**What you need to do**.
Take each line of the records below that contains the string "commands" and copy it.

====

PR #2014, opened 2022-04-20
fix: severity filter for secrets

VaismanLior:
## Description
Added secrets severity filtering

### DIFF
--- a/pkg/report/table.go
+++ b/pkg/report/table.go
@@ -50,6 +50,9 @@ func (tw TableWriter) write(result types.Result) {
 
 	target := result.Target
 	if result.Class == types.ClassSecret {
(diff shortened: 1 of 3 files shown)


pkg/report/table.go
```diff
@@ -50,6 +50,9 @@ func (tw TableWriter) write(result types.Result) {
 
 	target := result.Target
 	if result.Class == types.ClassSecret {
+		if len(result.Secrets) == 0 {
```
VaismanLior, line 53: Correct me if I'm wrong, but when the Class is `secret`, all the other results will be always empty.
@knqyf263

knqyf263: Yes, it should be.

PR #2094, opened 2022-05-10
fix(misconf): Add missing links for non-rego misconfig results

liamg:
Adds missing AVD links for misconfig results that were detected with non-rego defsec rules.


pkg/scanner/local/scan.go
```diff
@@ -308,18 +308,8 @@ func toDetectedMisconfiguration(res ftypes.MisconfResult, defaultSeverity dbType
...
-		res.References = append(res.References, primaryURL)
-	} else if strings.Contains(res.Type, "tfsec") {
-		for _, ref := range res.References {
-			if strings.HasPrefix(ref, "https://tfsec.dev/docs/") {
-				primaryURL = ref
-				break
-			}
-		}
-	}
+	primaryURL := fmt.Sprintf("https://avd.aquasec.com/misconfig/%s", strings.ToLower(res.ID))
```
knqyf263, line 311: It is simple now because of defsec 🎉

pkg/scanner/local/scan.go
```diff
@@ -309,16 +309,10 @@ func toDetectedMisconfiguration(res ftypes.MisconfResult, defaultSeverity dbType
 	}
 
 	var primaryURL string
-	if strings.HasPrefix(res.Namespace, "builtin.") {
+
+	if res.ID != "" && res.ID != "N/A" {
```
knqyf263, line 313: What if the rule is defined by user? The link will be 404?

liamg: If the rule is custom the ID will be empty, so we will not set a link at all.

knqyf263: ID can be defined in custom policies, no?
https://aquasecurity.github.io/trivy/v0.27.1/docs/misconfiguration/custom/#rego-format

knqyf263: That's why we used to check namespace. It is fine if we no longer need it.

liamg: I fixed it so it checks if there is no namespace (defsec go rule) or the namespace is `builtin` (built-in rego rule) we generate a link, otherwise we leave it blank.

knqyf263: Thanks for updating!

pkg/scanner/local/scan.go
```diff
@@ -309,16 +309,12 @@ func toDetectedMisconfiguration(res ftypes.MisconfResult, defaultSeverity dbType
 	}
 
 	var primaryURL string
-	if strings.HasPrefix(res.Namespace, "builtin.") {
+
+	// empty namespace implies a go rule from defsec, "builtin" refers to a built-in rego rule
+	// this ensures we don't generate bad links for custom policies
+	if res.Namespace == "" || res.Namespace == "builtin" {
```
knqyf263, line 315: Does the exact match work? i thought namespace could be like `builtin.kubernetes.id200`.

```
res.Namespace == "builtin"
```

knqyf263 (approved):

PR #2100, opened 2022-05-11
feat(misconf): Add special output format for misconfigurations

liamg:
Reworks the output format for misconfigurations when the `table` format is used.

Misconfigurations will always be output after any vulnerabilities/secrets for a given file.

Example:

image

The vulnerability output has been tweaked to use the same colours/characters to make everything consistent:

image

This now uses https://github.com/aquasecurity/table for table rendering, as the previous dependency seems to no longer be maintained.


go.mod
```diff
@@ -195,6 +195,17 @@ require (
 	modernc.org/token v1.0.0 // indirect
 )
 
+require (
+	github.com/liamg/clinch v1.5.6
+	github.com/liamg/tablewriter v0.0.6-0.20220511154856-265b7cfd7979
```
knqyf263, line 200: Do you have a plan to send a PR upstream? I know it is not so active now and the PR may not be merged. But I still prefer using upstream as much as possible since it is hard for folk to follow upstream changes. I also added some commits.
https://github.com/olekukonko/tablewriter/commit/2519d3e28fd6146db290cc237cbd6eff734dbc81

knqyf263 (commented):
Looks good. I have two comments. At first, if the output is not stdout like pipe or a file, escape sequences should not be used since it messes up.

```
$ trivy fs --security-checks vuln,config . | less
```

image

Second, are these white lines intended? It is a bit hard to read for me. It might be due to my terminal though.

image

go.mod
liamg: Yes, I will try to get something sorted today. I had to break a couple of features that we are not using to get it working, so I'll sort that out and make the use of unicode characters etc. configurable first.

liamg: It looks like a lot of PRs have gone unnoticed for a while so it's tempting to start a small project that does exactly what we need with no extras...

liamg:
I've adjusted things so ANSI escape codes will not be used when the output is to a pipe/file.

I've decided not to modify secret output for now as the example code isn't currently made available by fanal, so we can adjust that in a future PR.

As for the strange grey background on the text, I'm hoping this is something to do with your terminal configuration as I haven't managed to replicate it on any other terminal - does it work if you switch terminal/colour scheme?

knqyf263:
>does it work if you switch terminal/colour scheme?

Looks like tmux causes it. I faced this issue even with vanilla tmux without .tmux.conf. Could you try it? iTerm + tmux.

knqyf263 (approved):

PR #2112, opened 2022-05-13
feat(kubernetes): Add report flag for summary

owenrumney:
## Description

Add support for using `--report summary` with the `kubernetes` command

## Checklist

image


josedonizetti (approved):
Beautiful! 🎉

pkg/commands/app.go
```diff
@@ -215,6 +216,12 @@ var (
 		EnvVars: []string{"TRIVY_K8S_NAMESPACE"},
 	}
 
+	reportFlag = cli.StringFlag{
+		Name:  "report",
+		Value: "json",
+		Usage: "specify a report format for the output. (json,summary default: json)",
```
knqyf263, line 222: IMHO, `--report` is different from `--format`. `--report` is how we aggregate/summarize the result and `--format` is the format like `table` and `json`. So, `--report nsa --format table` and `--report nsa --format json` both should be available. Looks like they are mixing now.

knqyf263: The default value of `--format` is `table` and `--report` is `summary`. There are two available combinations for now.

Default:

```
--report summary --format table
```

Also:
```
--report all --format json
```

PR #2160, opened 2022-05-20
feat: more airgapped trivy options

06kellyjac:
## Description

This is a pretty WIP PR, just trying out a few options and interested in getting some feedback early.

The goal is to add more options for using trivy in an airgapped or restricted settings.

---

@controlplaneio we've had some clients that want some stronger guarantees programs wont try reach out to anything via the network (whether the device is fully airgapped or just restricted)

running `trivy scan fs --skip-db --offline-scan --skip-policy-update` is good and all but you can forget to add them. So being able to swap them to default true would be handy.

Another option would be to fully disable them from working so `trivy scan fs --skip-db=true` simply wouldn't do anything

This PR could do with a couple improvements out of the gate:
potentially removing those flags entirely when this is enabled?
Maybe an additional `--offline` global flag that means you don't need to set `--skip-db`, `--offline-scan` & `--skip-policy-update` separately
(I also skipped over `--skip-policy-update` in my draft changes)

---

Allow for building trivy default opt-out

Allow for fully disabling db fetching and api calls individually

`-ldflags=" ... -X=github.com/aquasecurity/trivy/pkg/commands/option.disableOnlineScanning=true"`

and

`-ldflags=" ... -X=github.com/aquasecurity/trivy/pkg/commands/option.disableDBUpdates=true"`

Allow for fully disabling networking

`-ldflags=" ... -X=github.com/aquasecurity/trivy/pkg/commands/option.disableNetworking=true"`

or

`-tags=offline`

e.g.:

```bash
$ make build
go build -ldflags "-s -w -X=main.version=v0.28.0-6-g3ecc65d6" -tags=offline ./cmd/trivy

$ ./trivy fs .
2022-05-20T10:41:14.494+0100	ERROR	The first run cannot skip downloading DB
2022-05-20T10:41:14.494+0100	FATAL	init error: DB error: database error: --skip-update cannot be specified on the first run
```

## Checklist

### DIFF
--- a/pkg/commands/app.go
+++ b/pkg/commands/app.go
@@ -30,6 +30,11 @@ type VersionInfo struct {
 }
 
 var (
+	// If set to true features like fetching the db that use networking will
+	// work by default.
+	// This allows for trivy to be built to default opt-out of networking
+	defaultUseNetworking = true
+
 	templateFlag = cli.StringFlag{
 		Name:    "template",
 		Aliases: []string{"t"},
@@ -81,6 +86,7 @@ var (
 		Aliases: []string{"skip-update"},
 		Usage:   "skip updating vulnerability database",
 		EnvVars: []string{"TRIVY_SKIP_UPDATE", "TRIVY_SKIP_DB_UPDATE"},
+		Value:   !defaultUseNetworking,
 	}
 
 	skipPolicyUpdateFlag = cli.BoolFlag{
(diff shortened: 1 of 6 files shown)


06kellyjac:
cc: @knqyf263 to get your input before any further changes

knqyf263:
We may want to start the global `--offline` flag as you suggested.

====

**Output for this exercise**.
pkg/commands/app.go
`-ldflags=" ... -X=github.com/aquasecurity/trivy/pkg/commands/option.disableOnlineScanning=true"`
`-ldflags=" ... -X=github.com/aquasecurity/trivy/pkg/commands/option.disableDBUpdates=true"`
`-ldflags=" ... -X=github.com/aquasecurity/trivy/pkg/commands/option.disableNetworking=true"`
--- a/pkg/commands/app.go
+++ b/pkg/commands/app.go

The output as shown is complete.